Stored items:
☆ ☆ ☆
PR #4843, opened 2026-08-22
test(module: pagination): add unit tests

thaildhe172591:
### This is a ...

- [ ] New feature
- [ ] Bug fix
- [ ] Demo update
- [ ] Component style update
- [ ] Refactoring
- [ ] Code style optimization
- [x] Test Case
- [ ] Branch merge
- [ ] Other (about what?)

### Related issue link

#2644

### Background and solution

Pagination had no unit tests. This adds a bUnit test class covering the paging math (pager count
for a given total and page size, the zero total case, the active page, `Current` taking precedence
over `DefaultCurrent`), prev/next and the jump-prev/jump-next ellipsis by both click and Enter,
`OnChange`, the disabled state, `HideOnSinglePage`, `Simple` mode, the mini class for small size,
RTL, `ShowTotal` ranges, `ItemRender`, `ShowTitle`, the size changer boundary and the quick jumper.

No production code is changed. Locally on net10.0 the full suite passes (3062 tests) and line
coverage for `components/pagination` goes from 1.0 percent to 82.9 percent, measured with the same
command in both directions. The tests also pass on net8 and net9, and the project still builds for
net5 and net6.

A few branches are left uncovered on purpose, where asserting on them would lock in behaviour that
looks unintended rather than deliberate, such as the `aria-disabled` attributes on the prev and next
buttons rendering as literal strings. Happy to open a separate issue for those.

### Changelog

| Language | Changelog |
| -------- | --------- |
| English  |           |
| Chinese  |           |

### Self Check before Merge

### DIFF
--- a/tests/AntDesign.Tests/Pagination/PaginationTests.razor
+++ b/tests/AntDesign.Tests/Pagination/PaginationTests.razor
@@ -180,7 +180,7 @@
     }
 
     [Fact]
-    public void Any_other_key_leaves_the_current_page_alone()
+    public void Pressing_a_key_other_than_enter_does_not_change_the_page()
     {
         var cut = Render(@<Pagination Total="50" Current="3" />);
 
@@ -262,7 +262,7 @@
     {
         var cut = Render(@<Pagination Total="@total" />);
 
-        cut.FindAll(".ant-pagination-options-size-changer").Any().Should().Be(expected);
+        cut.FindAll(".ant-pagination-options-size-changer").Count.Should().Be(expected ? 1 : 0);
     }
 
     [Fact]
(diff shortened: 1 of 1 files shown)


thaildhe172591:
@dotnet-policy-service agree

thaildhe172591:
A note for whoever picks this up: the three red checks here are not caused by this branch.

`build`, `build preview` and `start preview info` fail the same way on other current pull requests from forks, #4842 and #4841 among them. They need repository secrets that a fork does not get, so they cannot pass from outside the org regardless of the change.

The test suite itself is green. I ran it locally across the target framework matrix: net8.0, net9.0 and net10.0 all pass 43 of 43, and net5 and net6 build clean, which is as far as I can go without those runtimes installed. No new warnings come from the added file.

ElderJames:
@thaildhe172591 I wiil fix this, thank you!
☆ ☆ ☆
» **Work instructions**
Working through the records, find each line containing the word "from" and copy it.

» **Answer below**
coverage for `components/pagination` goes from 1.0 percent to 82.9 percent, measured with the same
`build`, `build preview` and `start preview info` fail the same way on other current pull requests from forks, #4842 and #4841 among them. They need repository secrets that a fork does not get, so they cannot pass from outside the org regardless of the change.
The test suite itself is green. I ran it locally across the target framework matrix: net8.0, net9.0 and net10.0 all pass 43 of 43, and net5 and net6 build clean, which is as far as I can go without those runtimes installed. No new warnings come from the added file.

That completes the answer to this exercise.